NLP Backed by Machine Learning vs. Simple Keyword Extraction
While NLP driven by machine learning offers advanced capabilities, it’s essential to distinguish it from simpler approaches like keyword extraction. Both techniques can be applied to clinical documentation, but they differ significantly in their effectiveness and the complexity of tasks they can handle.
Keyword Extraction
Keyword extraction is a basic NLP technique that involves identifying and extracting specific words or phrases from a text. This method is relatively straightforward and can be useful for tasks like identifying commonly used medical terms in clinical documentation. However, keyword extraction has several limitations:
- Lack of Contextual Understanding: Keyword extraction does not understand the context in which a word or phrase is used. For example, the phrase “no s/s of pneumonia” might be mentioned in a nurse note, but that doesn’t mean it’s relevant to the current assessment. Simple keyword extraction might inaccurately flag this as a current issue because it’s not interpreting the full context of the phrase.

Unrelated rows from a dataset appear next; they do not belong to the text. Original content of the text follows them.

PR #1656, opened 2018-06-07
[Web UI] Filter entities by given subscription

### LINKED ISSUE #1582: [Web UI] Entities Page: Filter by subscriptions
As a user I should be able to filter the list of entities by a given subscription.

---

Uchiwa.

screen shot 2018-05-22 at 3 17 37 pm

---

Blocked by #922.

jamesdphillips:

Closes #1582 

`undefined`

`null`

`0`


dashboard/src/components/partials/EntitiesList/EntitiesListHeader.js
```diff
@@ -31,18 +34,36 @@ const styles = theme => ({
...
   static defaultProps = {
     onClickSelect: () => {},
+    onChangeFilter: () => {},
     selectedCount: 0,
+    subscriptions: { entries: [] },
+  };
+
+  static fragments = {
+    subscriptions: gql`
+      fragment EntitiesListHeader_subscriptions on SubscriptionSet {
```
10xjs: Does this run the risk of returning a dangerously large result without a limit?

10xjs: Does this run the risk of returning a dangerously large result without a limit?

dashboard/src/components/partials/EntitiesList/EntitiesListHeader.js
```diff
@@ -31,18 +34,36 @@ const styles = theme => ({
...
+        entries(orderBy: FREQUENCY)
```
10xjs: Does this run the risk of returning a dangerously large result without a limit?
 	 
I think making this it's own query would be a good idea. With query batching there wouldn't be any overhead, and it would set us up for fetching this list in chunks if we need to or refetching it independently of the main page content.

dashboard/src/components/views/EnvironmentView/EntitiesContent.js
```diff
@@ -70,8 +70,9 @@ class EntitiesContent extends React.PureComponent {
                 />
               </Content>
               <EntitiesList
-                loading={loading || aborted}
                 environment={environment}
+                loading={loading || aborted}
+                onQueryChange={this.props.setQueryParams}
```
10xjs: Use `onChangeQuery` for consistency with other event handler props: `on{EventName}{TargetName}`

dashboard/src/components/partials/EntitiesList/EntitiesListHeader.js
jamesdphillips: > Does this run the risk of returning a dangerously large result without a limit?

From looking around the set could probably be in the hundreds, so it is probably worth adding a limit (and offset.) 👍

> I think making this it's own query would be a good idea.

I like your thinking here, with a limit implemented, it would make it easy to implement react virtualized and friends. However, with the design in flux, I think I'll leave it as is for the time being. Lest I build a more involved solution all for naught.

10xjs: cool cool cool

PR #1658, opened 2018-06-07
Return an error from configure on invalid env/org.

### LINKED ISSUE #1515: sensuctl allows users to switch to namespaces that do not exist
I can configure sensuctl to switch to a namespace that does not exist. No error occurs on configure or subsequent commands.

## Expected Behavior
An error occurs when switching to a namespace that does not exist.

## Current Behavior
No error occurs.

## Possible Solution
Make sure the organization and environment exist when configuring sensuctl.

1. `sensuctl configure`, set an environment that does not exist.

echlebek:
The commit modifies the behaviour of sensuctl configure, so that
if a user attempts to configure an organization or environment that
does not exist, an error will be returned.

Previously, sensuctl would allow an organization or environment
to be configured even if they did not exist.

Closes #1515

### DIFF
--- a/CHANGELOG.md
+++ b/CHANGELOG.md
@@ -33,6 +33,8 @@ when creating resources with `sensuctl create`.
 - Provided additional context to metric event logs.
 - Updated goversion in the appveyor configuration for minor releases.
 - Use a default hostname if one cannot be retrieved.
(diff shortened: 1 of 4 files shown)


echlebek:
Weird, appveyor checks never ran on this branch.

PR #1660, opened 2018-06-08
[Web UI] Create ListController util component

10xjs:
## What is this change?

Pull the common list render and selection logic from the events and entities pages into a shared `ListController` component.

We have the same selection logic requirements on the events, entities, and checks pages.

nope

no

nah


dashboard/src/components/TableList/TableListBody.js
```diff
@@ -17,15 +17,16 @@ const styles = theme => ({
   },
 });
 
-export class TableList extends React.Component {
+export class TableListBody extends React.Component {
```
jamesdphillips: 😬👌

10xjs:
@jamesdphillips This should receive another once-over not that I've resolved a _ton_ of upstream conflicts.

PR #1664, opened 2018-06-11
Add environment variables to checks

### LINKED ISSUE #1551: Add env_vars to check attributes
Like the handler and mutator attributes, I see no good reason not to offer the ability to set environment values for a check, which would be in addition to the overrides done for assets.

## Expected Behavior
When env_vars is set on a check definition, invocations of the check export those variables with the check command.

## Current Behavior
The environment passed to the check command mirrors the environment of the agent, with the asset env overrides only.

## Possible Solution
Extend proto for checks to include env_vars like handlers and mutators.  Update command handler in the agent to look for this configuration and further extend the environment passed to the command accordingly.

not applicable

## Context
 How has this issue affected you? What are you trying to accomplish? 

I'm not 100% sure what I'm trying to accomplish, but I feel like this could be very useful as an alternative to using command flags for very long commands.

Arbitrary example of how this would be done currently
```json
{ "command": "ruby-runner.sh --version 2.5.0 -- my_check.rb --critical 500 --warn 100 --host blah.blah --arbitrary_option 37 --some-other-thing nope" }
```
And how the same could be done with env_vars.  This looks nicer, no?
```json
{ "command": "ruby-runner.sh -- my_check.rb",
  "env_vars": [
    "RUBY_VERSION=2.5.0",
    "CRITICAL=500",
    "WARN=100",
    "CHECK_HOST=my.host.internal",
    "ARBITRARY_OPTION=37",
    "SOME_OTHER_THING=nope" ] }
```

Having looked around in the baseline, this doesn't seem completely outside the realm of possibility, but I am certainly no good at golang (nor do I want to be).  But, if this seems easy enough to implement, I feel it would be worthwhile to do so. 

## Your Environment
N/A.  This came up during a slack conversation regarding current functionality in Sensu 2.0.

Historically, for my use case, the ruby installed with Sensu 1.X is used, but this is no longer possible with 2.0, so I am left considering alternatives, as every system doesn't have the same ruby installed.  As such, I came up with the thought of writing a bash script which ultimately ran ruby checks and took care of the boilerplate task(s) of managing a ruby environment (i.e. setting up the rbenv environ and whatnot) which could result in very long command definitions.  In retrospect, I realize that, in the ruby case, I could also use a .version and Gemfile file included in a check asset to define the expected environ (I wouldn't need the RUBY_VERSION env var above).  This being said, I still contend that an env_vars option to a check definition would be useful, particularly for a command that requires a lot of options to be set.

echlebek:
## What is this change?

Add environment variables to checks.

Closes #1551 

Should we file a followup ticket to add support for env vars to sensuctl? Right now, users will have to use `sensuctl create` to make use of this feature.


echlebek:
I'm happy the windows tests passed, I didn't actually run them locally :D

PR #1668, opened 2018-06-11
Remove --org parameter from environment command.

### LINKED ISSUE #1514: sensuctl does not respect the --org parameter when creating environments
## Expected Behavior
When I use the --org flag when creating an environment, the environment should be created within that org.

## Current Behavior
The environment is created within the default org.

1. `sensuctl create environment bar --org foo`
2. `sensuctl environment list`

## Context
Discovered this bug while refactoring e2e tests to use unique namespaces.

echlebek:
In testing, it was discovered that the --org parameter is actually
not necessary for the environment create command. Users can specify
the --organization parameter instead.

This commit removes the parameter.

Closes #1514


cyphus:
Bug fixed and one less `TODO` LGTM!

PR #1894, opened 2018-08-01
Improve Sensu edition header handling

palourde:
## What is this change?

It inspects the headers returned by the Sensu API on each request to verify the Sensu edition, and updates sensuctl configuration if required.

It ensures a user has access to the enterprise version of sensuctl whenever they upgrade Sensu Backend.

Added

Nope

Nope

Nope

### DIFF
--- a/cli/client/client.go
+++ b/cli/client/client.go
@@ -8,6 +8,7 @@ import (
 
 	"github.com/go-resty/resty"
 	"github.com/sensu/sensu-go/cli/client/config"
+	"github.com/sensu/sensu-go/types"
 	"github.com/sirupsen/logrus"
 )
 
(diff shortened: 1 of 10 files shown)


cli/client/client.go
```diff
@@ -113,6 +114,23 @@ func New(config config.Config) *RestClient {
 		return nil
 	})
 
+	// Verify the Sensu edition and update the sensuctl configuration if required
+	restyInst.OnAfterResponse(func(c *resty.Client, resp *resty.Response) error {
+		// Retrieve the Sensu edition from the response header
+		headerEdition := resp.Header().Get(types.EditionHeader)
+		if headerEdition == "" {
```
nikkiki: Will there ever be a case that we don't return an edition header?

palourde: I could see the case where someones run a recent sensuctl binary with an older sensu-backend.

palourde:
@nikkiki Indeed, showing the current edition with `sensuctl config view` would be useful!

cli/client/client.go
nikkiki: Ah good call!

palourde:
@nikkiki `config view` subcommand has been updated!

PR #1895, opened 2018-08-01
Gracefully handle type assertions in cli

nikkiki:

## What is this change?

Gracefully handles type assertions in cli list commands. Discovered in https://github.com/sensu/sensu-go/pull/1885.

Avoid panics in type assertions. This shouldn't happen the way we call these print functions, but its probably safer that we check first.

Nah.

Nah.

Nah.

We good.


nikkiki:
@echlebek I agree and I've updated the empty strings with `TypeError` instead.

PR #1897, opened 2018-08-01
RBAC bugfixes

palourde:
## What is this change?

This PR introduces several bug fixes for RBAC, which I discovered with Jason. Each bug fix has its own commit for simplicity.

- I renamed the `sensuctl role list-rules` subcommand to `sensuctl role info` so it's consistent with other commands. I also added an alias to this subcommand for backward compatibility so you can still run the subcommand with its previous name.
- The allowed values for a rule type are now directly displayed in the help usage in `sensuctl role create` & `sensuctl role add-rule`, so users don't have to look in the docs.
- The rules are now implicitly granting read access to their organization and environment, so a user can list the environments & organization it has access to without having to explicitly give these permissions.

It fixes small UX problems we discovered while doing a demo of RBAC.

Added

Nope

Nope

I will make a PR to sensu-docs to document the implicit read access behaviour.

### DIFF
--- a/cli/commands/role/info.go
+++ b/cli/commands/role/info.go
@@ -13,11 +13,12 @@ import (
 	"github.com/spf13/cobra"
 )
 
-// ListRulesCommand defines new command to list rules associated w/ a role
-func ListRulesCommand(cli *cli.SensuCli) *cobra.Command {
+// InfoCommand defines new command to list rules associated w/ a role
+func InfoCommand(cli *cli.SensuCli) *cobra.Command {
 	cmd := &cobra.Command{
-		Use:          "list-rules [ROLE]",
-		Short:        "list rules associated with a role",
+		Use:          "info [ROLE]",
+		Aliases:      []string{"list-rules"}, // backward compatibility
+		Short:        "show detailed role information",
 		SilenceUsage: true,
 		RunE: func(cmd *cobra.Command, args []string) error {
 			if len(args) != 1 {
--- a/CHANGELOG.md
+++ b/CHANGELOG.md
@@ -25,6 +25,8 @@ enterprise edition.
 the enterprise edition.
 - Upgrade dep to v0.5.0
 - Added cluster health information to /health endpoint in sensu-backend.
+- Rename list-rules subcommand to info in sensuctl role commmand with alias
+for backward compatibility.
 
 ### Fixed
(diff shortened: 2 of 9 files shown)


palourde:
@obfuscurity So a user with a single role that explicitly grants read-only access to events in the `default` organization & `default` environment will be able to see them when running `sensuctl environment list` & `sensuctl organization list` but they will not have access to any other resources within this organization/environment.

For example, if I have the following role `read-events`, that grants `read` access to `events`:

```
$ sensuctl role info read-events
   Type     Org.      Env.     Permissions
 ──────── ───────── ───────── ─────────────
  events   default   default   read
```

Any user with this role will be able to see the environment and its organization and there implicitly granted by the role:

```
$ sensuctl environment list
  Organization    Name         Description
 ────────────── ───────── ─────────────────────
  default        default   Default environment
```

But it ends there, the user will not have access to any resources within the environment unless explicitly granted:

```
$ sensuctl check list # check can't be read
  Name   Command   Interval   Cron   Timeout   TTL   Subscriptions   Handlers   Assets   Hooks   Publish?   Stdin?   Metric Format   Metric Handlers
 ────── ───────── ────────── ────── ───────── ───── ─────────────── ────────── ──────── ─────── ────────── ──────── ─────────────── ─────────────────

$ sensuctl-ro event list # event can be read
     Entity          Check       Output   Status   Silenced             Timestamp
 ────────────── ─────────────── ──────── ──────── ────────── ───────────────────────────────
  scotch.local   check-random                  1   true       2018-07-27 10:25:07 -0400 EDT
```

Makes sense?

obfuscurity:
Yes, that makes sense.

cli/commands/role/info.go
```diff
@@ -13,11 +13,12 @@ import (
...
 
-// ListRulesCommand defines new command to list rules associated w/ a role
-func ListRulesCommand(cli *cli.SensuCli) *cobra.Command {
+// InfoCommand defines new command to list rules associated w/ a role
+func InfoCommand(cli *cli.SensuCli) *cobra.Command {
 	cmd := &cobra.Command{
-		Use:          "list-rules [ROLE]",
-		Short:        "list rules associated with a role",
+		Use:          "info [ROLE]",
+		Aliases:      []string{"list-rules"}, // backward compatibility
```
nikkiki: TIL about cobra aliases 👍

PR #1901, opened 2018-08-01
Only allow creating gRPC handlers with /extensions

### LINKED ISSUE #1893: Users should only be able to create gRPC handlers with the /extensions route
Currently, users can accidentally create gRPC handlers incorrectly with `sensuctl create` by specifying `"type": "grpc"` in the request body.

- Inability to Handle Synonyms: Medical language is full of synonyms and variations. Keyword extraction may miss relevant terms if they are not exact matches, leading to incomplete or inaccurate output.
- Prone to False Positives: Since keyword extraction does not consider the surrounding text, it can easily lead to false positives. For instance, a mention of “assess for sob while lying flat” could be mistakenly flagged as the patient actually being short of breath while lying flat as opposed to a routine assessment to determine its presence.
NLP Backed by Machine Learning
In contrast, NLP powered by machine learning offers a far more sophisticated approach to language processing:
- Contextual Analysis: Machine learning models can understand the context in which terms are used, reducing the likelihood of errors. For example, they can distinguish between an order to assess a patient’s oxygen saturation versus the application of continuous oxygen as well as also understand if that order for oxygen is reimbursement sensitive given the insurance plan.
- Handling Synonyms and Variations: NLP models trained on medical data can recognize different ways of expressing the same concept, ensuring that all relevant information is captured regardless of the terminology used.
- Learning and Adaptation: Machine learning enables NLP systems to continuously improve their performance by learning from new data. As the system processes more clinical information, it becomes better at recognizing patterns and making accurate predictions.
- Streamline Complex Understanding: Advanced NLP systems backed by ML can be integrated with the Electronic Health Record (EHR) and pre-trained with reimbursement sensitive rules unique to a providers insurance environment. This offers clinicians real-time assistance, automatically suggesting information or alerting them to missing details.
Conclusion
The integration of Natural Language Processing (NLP) and Machine Learning (ML) into skilled nursing workflows has the potential to revolutionize clinical data capture and reimbursement processes. By addressing challenges such as manual workflows, a complex multi-payer environment, workforce constraints, and disparate data sources, NLP and ML can bring unprecedented accuracy, efficiency, and compliance to the skilled nursing industry. Moving beyond basic keyword extraction, NLP backed by machine learning offers sophisticated language understanding, contextual analysis, and adaptability that can significantly reduce the administrative burden, minimize errors, and ultimately enhance patient care. As the industry continues to evolve, embracing advanced technologies will be crucial for operators to optimize reimbursement, maintain regulatory compliance, and ensure financial stability while focusing on delivering high-quality care to their residents.